Task requirements ::
Scan the entries and copy each line where the word "that" is present.
Start of The records
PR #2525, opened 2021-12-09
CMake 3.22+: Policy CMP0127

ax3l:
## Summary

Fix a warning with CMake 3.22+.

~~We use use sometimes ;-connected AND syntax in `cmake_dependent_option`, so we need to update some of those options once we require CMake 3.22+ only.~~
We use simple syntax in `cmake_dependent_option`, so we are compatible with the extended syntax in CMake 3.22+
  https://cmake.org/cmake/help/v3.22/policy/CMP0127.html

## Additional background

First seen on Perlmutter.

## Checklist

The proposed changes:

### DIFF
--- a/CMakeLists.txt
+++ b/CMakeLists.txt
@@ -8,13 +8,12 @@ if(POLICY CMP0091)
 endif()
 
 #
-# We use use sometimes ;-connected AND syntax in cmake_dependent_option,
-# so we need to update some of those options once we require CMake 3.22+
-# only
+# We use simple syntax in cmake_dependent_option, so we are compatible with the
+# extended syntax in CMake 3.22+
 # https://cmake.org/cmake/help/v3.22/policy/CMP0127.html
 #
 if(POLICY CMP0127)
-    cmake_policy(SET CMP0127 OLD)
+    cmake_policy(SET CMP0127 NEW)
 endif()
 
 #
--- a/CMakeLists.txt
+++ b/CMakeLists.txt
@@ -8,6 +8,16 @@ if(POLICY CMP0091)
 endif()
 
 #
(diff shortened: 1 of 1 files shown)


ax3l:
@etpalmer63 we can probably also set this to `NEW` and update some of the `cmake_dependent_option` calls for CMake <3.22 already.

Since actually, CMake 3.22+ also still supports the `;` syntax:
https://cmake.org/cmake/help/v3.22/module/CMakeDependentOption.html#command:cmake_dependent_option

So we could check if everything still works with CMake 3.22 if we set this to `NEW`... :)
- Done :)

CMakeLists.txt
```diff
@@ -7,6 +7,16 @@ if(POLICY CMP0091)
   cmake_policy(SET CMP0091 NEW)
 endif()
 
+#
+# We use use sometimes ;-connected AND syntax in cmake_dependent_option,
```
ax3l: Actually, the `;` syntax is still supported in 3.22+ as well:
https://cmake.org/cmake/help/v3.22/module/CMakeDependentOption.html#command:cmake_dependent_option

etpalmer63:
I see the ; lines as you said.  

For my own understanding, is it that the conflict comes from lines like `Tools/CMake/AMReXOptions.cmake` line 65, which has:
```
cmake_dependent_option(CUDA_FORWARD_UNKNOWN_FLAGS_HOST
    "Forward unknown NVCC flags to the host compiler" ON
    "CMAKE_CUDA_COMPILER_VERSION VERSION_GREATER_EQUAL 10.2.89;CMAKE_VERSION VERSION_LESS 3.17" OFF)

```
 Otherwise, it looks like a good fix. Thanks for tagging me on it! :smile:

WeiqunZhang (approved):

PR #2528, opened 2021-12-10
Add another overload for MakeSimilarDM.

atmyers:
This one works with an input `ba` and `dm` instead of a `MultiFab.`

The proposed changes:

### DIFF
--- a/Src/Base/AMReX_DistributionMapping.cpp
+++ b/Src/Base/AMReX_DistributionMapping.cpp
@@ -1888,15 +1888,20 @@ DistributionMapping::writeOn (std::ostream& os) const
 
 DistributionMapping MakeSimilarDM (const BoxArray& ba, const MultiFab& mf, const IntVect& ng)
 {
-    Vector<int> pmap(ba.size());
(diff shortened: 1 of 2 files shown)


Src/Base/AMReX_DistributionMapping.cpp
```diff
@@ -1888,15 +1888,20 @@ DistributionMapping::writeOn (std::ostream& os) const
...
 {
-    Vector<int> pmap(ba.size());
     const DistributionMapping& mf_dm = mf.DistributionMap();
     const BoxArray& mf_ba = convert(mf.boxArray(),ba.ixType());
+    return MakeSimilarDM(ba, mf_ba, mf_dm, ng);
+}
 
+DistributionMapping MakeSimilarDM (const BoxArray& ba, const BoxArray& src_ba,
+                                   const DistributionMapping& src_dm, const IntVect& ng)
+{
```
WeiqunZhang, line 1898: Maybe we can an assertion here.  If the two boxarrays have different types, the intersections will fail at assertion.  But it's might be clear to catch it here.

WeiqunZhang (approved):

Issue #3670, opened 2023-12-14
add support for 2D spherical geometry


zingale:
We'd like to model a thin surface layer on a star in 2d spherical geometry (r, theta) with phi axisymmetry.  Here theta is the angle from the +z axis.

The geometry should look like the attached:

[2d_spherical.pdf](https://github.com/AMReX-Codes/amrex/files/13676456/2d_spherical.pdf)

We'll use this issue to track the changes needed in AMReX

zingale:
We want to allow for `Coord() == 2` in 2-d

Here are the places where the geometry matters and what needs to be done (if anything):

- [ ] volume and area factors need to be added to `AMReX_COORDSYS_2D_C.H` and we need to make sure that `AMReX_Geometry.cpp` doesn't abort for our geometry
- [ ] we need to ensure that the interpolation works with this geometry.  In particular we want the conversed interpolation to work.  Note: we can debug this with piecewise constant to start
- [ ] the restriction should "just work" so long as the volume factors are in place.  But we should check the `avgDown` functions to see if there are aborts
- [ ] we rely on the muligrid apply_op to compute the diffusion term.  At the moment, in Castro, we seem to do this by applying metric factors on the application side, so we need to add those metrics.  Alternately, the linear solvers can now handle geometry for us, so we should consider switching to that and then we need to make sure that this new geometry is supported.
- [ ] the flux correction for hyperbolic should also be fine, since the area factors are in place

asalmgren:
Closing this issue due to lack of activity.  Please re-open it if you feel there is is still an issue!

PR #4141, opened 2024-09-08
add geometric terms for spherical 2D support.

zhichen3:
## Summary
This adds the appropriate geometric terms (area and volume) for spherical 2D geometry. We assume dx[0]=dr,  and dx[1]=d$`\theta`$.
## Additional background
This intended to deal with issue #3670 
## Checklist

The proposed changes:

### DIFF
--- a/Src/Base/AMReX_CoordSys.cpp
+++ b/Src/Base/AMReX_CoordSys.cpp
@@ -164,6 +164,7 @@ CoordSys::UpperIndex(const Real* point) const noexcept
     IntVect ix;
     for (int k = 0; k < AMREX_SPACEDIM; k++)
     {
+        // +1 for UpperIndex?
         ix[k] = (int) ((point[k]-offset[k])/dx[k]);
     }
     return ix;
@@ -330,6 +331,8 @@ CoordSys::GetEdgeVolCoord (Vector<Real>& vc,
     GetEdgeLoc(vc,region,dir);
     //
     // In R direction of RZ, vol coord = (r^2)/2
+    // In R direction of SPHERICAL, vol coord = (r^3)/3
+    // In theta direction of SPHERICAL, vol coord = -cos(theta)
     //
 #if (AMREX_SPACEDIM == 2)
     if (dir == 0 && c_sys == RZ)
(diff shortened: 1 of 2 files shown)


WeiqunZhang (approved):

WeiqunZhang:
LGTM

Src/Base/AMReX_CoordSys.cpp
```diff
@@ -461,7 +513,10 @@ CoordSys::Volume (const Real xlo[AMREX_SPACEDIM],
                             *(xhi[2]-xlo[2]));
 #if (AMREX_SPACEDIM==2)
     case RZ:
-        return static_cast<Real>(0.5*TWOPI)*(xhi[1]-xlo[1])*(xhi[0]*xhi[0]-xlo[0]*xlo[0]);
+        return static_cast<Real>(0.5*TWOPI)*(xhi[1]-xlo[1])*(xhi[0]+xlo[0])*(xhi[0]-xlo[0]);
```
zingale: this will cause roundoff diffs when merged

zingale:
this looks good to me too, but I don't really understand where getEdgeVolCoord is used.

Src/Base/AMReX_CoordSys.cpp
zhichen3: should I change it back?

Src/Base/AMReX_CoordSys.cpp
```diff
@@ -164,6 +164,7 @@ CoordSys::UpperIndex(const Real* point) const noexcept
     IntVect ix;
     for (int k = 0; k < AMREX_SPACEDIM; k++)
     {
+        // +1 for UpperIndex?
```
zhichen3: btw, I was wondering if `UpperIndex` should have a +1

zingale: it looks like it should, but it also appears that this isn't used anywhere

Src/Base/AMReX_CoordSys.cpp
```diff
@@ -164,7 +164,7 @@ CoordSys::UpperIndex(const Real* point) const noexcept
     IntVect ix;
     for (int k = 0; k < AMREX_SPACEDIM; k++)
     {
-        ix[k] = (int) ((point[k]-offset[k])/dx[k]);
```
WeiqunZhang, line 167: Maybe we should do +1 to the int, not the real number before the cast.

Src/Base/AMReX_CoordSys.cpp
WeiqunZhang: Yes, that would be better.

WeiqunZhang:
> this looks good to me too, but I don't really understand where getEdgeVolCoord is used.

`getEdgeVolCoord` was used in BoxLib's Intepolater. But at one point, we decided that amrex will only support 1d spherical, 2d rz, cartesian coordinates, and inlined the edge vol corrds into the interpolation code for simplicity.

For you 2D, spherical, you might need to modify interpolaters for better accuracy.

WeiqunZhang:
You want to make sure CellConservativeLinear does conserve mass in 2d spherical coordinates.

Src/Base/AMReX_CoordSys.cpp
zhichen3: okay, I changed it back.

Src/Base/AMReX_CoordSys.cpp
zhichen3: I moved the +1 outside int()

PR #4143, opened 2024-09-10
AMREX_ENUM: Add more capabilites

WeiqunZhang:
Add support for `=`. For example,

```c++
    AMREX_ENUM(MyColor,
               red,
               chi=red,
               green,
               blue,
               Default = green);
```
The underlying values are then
End of The records
Solution for this task ::
For my own understanding, is it that the conflict comes from lines like `Tools/CMake/AMReXOptions.cmake` line 65, which has:
- [ ] volume and area factors need to be added to `AMReX_COORDSYS_2D_C.H` and we need to make sure that `AMReX_Geometry.cpp` doesn't abort for our geometry
- [ ] we need to ensure that the interpolation works with this geometry.  In particular we want the conversed interpolation to work.  Note: we can debug this with piecewise constant to start
- [ ] we rely on the muligrid apply_op to compute the diffusion term.  At the moment, in Castro, we seem to do this by applying metric factors on the application side, so we need to add those metrics.  Alternately, the linear solvers can now handle geometry for us, so we should consider switching to that and then we need to make sure that this new geometry is supported.
zingale: it looks like it should, but it also appears that this isn't used anywhere
WeiqunZhang: Yes, that would be better.
`getEdgeVolCoord` was used in BoxLib's Intepolater. But at one point, we decided that amrex will only support 1d spherical, 2d rz, cartesian coordinates, and inlined the edge vol corrds into the interpolation code for simplicity.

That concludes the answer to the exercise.